There is no doubt that, except for the service of Academic Skills Centres in Anglo-Saxon universities with a compendium of good practices, an action plan in academic literacy can make undeniable progress in the academic excellence of universities. The centralised planning of these actions should then be developed in programmes for the development of competences, digital in general, visual, info-communication and in particular in metaliteracy.
Images in any format, act as a powerful stimulus for learning by eliciting motivation. To generate knowledge, pedagogical activities must ensure that “visual concepts” are “labelled” in educatees’ mind for their assimilation enabling subsequent reuse in the resolution of hypotheses and decision-making in scientific, academic and everyday life (Lowe & Ploetzner, 2017). In this case, academic literacy should incorporate the design of Visual Literacy programmes.
The absence of these visual competence programmes means that the educational use of images is hampered by two problems: their inoperability due to the predominance of “prejudices”, that is to say, the values learned in the use of images by analysing them from an advertising perspective, as an illustration of the written text, an aesthetic and testimonial vision; the use of images as a flat and linear mode of contemplation, of passive and evocative visualisation, without taking into account an active, participative and interactive use, as a way of immersion in realities capable of replicating the experiments of the tangible world (Kinchin, 2016). The project’s 0 assessments and diagnoses provided clear evidence of this situation (Reimann, 2016).

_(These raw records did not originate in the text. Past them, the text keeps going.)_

PR #989, opened 2017-11-24
Port katex, buildTree, parseTree to @flow.

marcianx:


src/buildTree.js
```diff
@@ -1,11 +1,19 @@
...
 import Settings from "./Settings";
 import Style from "./Style";
 
-const buildTree = function(tree, expression, settings) {
+import type ParseNode from "./ParseNode";
+import type domTree from "./domTree";
+
+const buildTree = function(
+    tree: ParseNode[],
+    expression: string | String,
```
kevinbarabash: `string` should be enough.

katex.js
```diff
@@ -14,11 +15,18 @@ import buildTree from "./src/buildTree";
...
+import type ParseNode from "./src/ParseNode";
+
 /**
  * Parse and build an expression, and place that expression in the DOM node
  * given.
  */
-let render = function(expression, baseNode, options) {
+let render = function(
+    expression: string,
+    baseNode: Node,
```
kevinbarabash: Should this be `ParseNode`?

marcianx: This is an HTML [`Node`](https://developer.mozilla.org/en-US/docs/Web/API/Node). Should it perhaps be an [`HTMLElement`](https://developer.mozilla.org/en-US/docs/Web/API/HTMLElement) instead?

src/buildTree.js
marcianx: Done.

katex.js
kevinbarabash: I didn't read the surrounding code.  `Node` is fine since that's what `applyNode` is defined on.

PR #991, opened 2017-11-25
Support Unicode ∴ and ∵

ronkok:
Map ∴ and ∵ to `\therefore` and `\because`.


ronkok:
Unicode work will now proceed much more slowly than in the bulk phase. The PRs will be small and each one will explain the choices made.

In this PR, it's obvious which aliases are the correct ones. [unicode-math](https://github.com/wspr/unicode-math/blob/master/unicode-math-table.tex) agrees that these two characters map to `\therefore` and `\because`.

I’ve withheld these two characters until now because there is a conflict as to the proper type of atom. KaTeX `symbols.js` says they are `rel` atoms. **unicode-math** says they are `\mathord`. I think KaTeX got this one right. They come from the [amssymb](http://ctan.math.utah.edu/ctan/tex-archive/fonts/amsfonts/doc/amssymb.pdf) package, which contains: `\DeclareMathSymbol{\therefore} {\mathrel}{AMSa}{"29}`.

So this PR merely sets the flag in `symbols.js`, without changing the atom type.

ronkok:
Why not? I'll edit the comments.

edemaine:
Great!  Does anyone else want to weigh in on the atom types before this gets merged?

kevinbarabash:
Let's go with the AMS.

The development of the teaching innovation project also provided other evidence: specific web-based teaching materials are needed for these programmes, a line of research that is progressing steadily in the field of digitalisation and virtualisation, but which must produce clearer results. The exercises and practices of Visual Literacy must necessarily result from the specific objectives and competences of the areas of knowledge whose development depends on the efficient use of images to train future professionals. The curricula design of these programs must be based on appropriate pedagogical theories, so the principles of Connectivism seem to be ideal. As usual, the effectiveness of these programmes requires a highly qualified evaluation system to measure the level of competence achieved by the educatees and the quality of the programme for the university’s excellence. The design, development and application of visual competence-based indicators, derived from Visual Literacy Standards but with important contributions from New Media Literacy and Metaliteracy, is essential to create indicators specific to academic literacy.